Can someone explain the actual mechanism behind the F-wave? Is it really different from a H-reflex response or does it just have another name for historical reasons? The H-reflex (Hoffmann's reflex) is a reflex motor response triggered by a afferent sensory nerve signals. As far as I could find, the literature describes the F-Wave as a motor response elicited by "backfiring" motor fibres that were antidromically activated by stimulation.
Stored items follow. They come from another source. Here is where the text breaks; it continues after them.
PR #1077, opened 2022-02-15
Temporarily use galactic in main CI

vatanaksoytezer:
Should unblock us from merging PRs until rolling is migrated to jammy.


henningkayser:
Not sure why #1078 is not working as intended (locally, this seemed to do the trick for me). Anyway, let's stick to Galactic for now until Jammy is fixed. Thanks for preparing this

henningkayser (approved):

PR #1078, opened 2022-02-15
Use focal in industrial_ci

vatanaksoytezer:


.github/workflows/ci.yaml
```diff
@@ -33,6 +37,8 @@ jobs:
       AFTER_SETUP_DOWNSTREAM_WORKSPACE: vcs pull $BASEDIR/downstream_ws/src
       # Clear the ccache stats before and log the stats after the build
       BEFORE_BUILD_UPSTREAM_WORKSPACE: ccache -z
+      BEFORE_INSTALL_UPSTREAM_DEPENDENCIES: export ROSDISTRO_INDEX_URL=https://raw.githubusercontent.com/ros/rosdistro/rolling/2022-01-28/index-v4.yaml
```
henningkayser, line 40: @vatanaksoytezer I think you need to add this before the setup_rosdep job https://github.com/ros-planning/moveit2/runs/5202810205?check_suite_focus=true#step:12:137

.github/workflows/ci.yaml
```diff
@@ -19,10 +19,14 @@ jobs:
           - IMAGE: rolling-ci
             CCOV: true
             ROS_DISTRO: rolling
+            OS_NAME: ubuntu
```
henningkayser, line 22: OS_NAME is redundant here, no?

henningkayser:
@vatanaksoytezer can we close this?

It is unclear to me how such backfiring is coherent with the concepts of refractory periods and normal axonal signal transmission.
This is a great question, and I've had trouble finding any authoritative study; since F-waves are mostly used as a diagnostic tool it doesn't seem like they've been studied much at the mechanistic level. The only non-clinical usages seem to be in pharmacology experiments in intact organisms (in particular people) where people aren't going to be going in and doing whole-cell patch clamp in the spinal cord.
Balbi, P., Martinoia, S., & Massobrio, P. (2015). Axon-somatic back-propagation in detailed models of spinal alpha motoneurons. Frontiers in computational neuroscience, 9, 15.
has some relevant simulations, though they don't entire answer your question. However, I think their results are sufficient to make some good guesses. Without developing my own simulations, though, I'll have to mostly hand-wave after establishing some key facts.
Axons are small, so it doesn't take that many ions to depolarize a stretch of axon to threshold. The axon hillock has a lot of sodium channels to sort of 'jump-start' the action potential down the axon, but that's in a context where the rest of the soma is already depolarized.
In a back-propagating action potential, the ions flowing into small compartments eventually meet the soma: the soma is big, and so the number of ions needed to depolarize the soma to threshold is large (lots of capacitance in the membrane to charge): the axon hillock may not immediately bring the soma to threshold. This is called "impedance mismatch" and is also important at synapses (where axon terminals are bigger than the axons).
And so now for the hand-waving component... I can't say for certain which channels are involved, but it's possible that the antidromic action potential depolarizes the soma just a little bit, enough to open some voltage-gated channels but few enough that it takes some time for the rising phase to occur. Could involve other ions that aren't sodium, like calcium; could involve the proximal dendrites as well. Because of the different voltage sensitivities of different channels in different compartments, by the time the whole soma depolarizes sufficiently, the proximal part of the axon has had time to recover enough that it can spike again.
One other piece of evidence in support of this mechanism is that the number of cells that fire an orthodromic spike in the F-wave after the antidromic spike is few and variable - that is, it's a small fraction and that fraction varies from pulse to pulse. That seems to suggest that the specific conditions of the soma and nearby processes matters, so there must be a fairly narrow range of parameters that allows an orthodromic spike to follow.
H-reflex is a reflectory reaction of muscles triggered by stimulation of sensory (afferent) nerve fibres type Ia. Stimulation should have short duration and small amplitude.
When stimulation is supra-maximal, we can observe antidromic action potential through the motor (efferent) nerve fibres ($\alpha$). This is F-wave.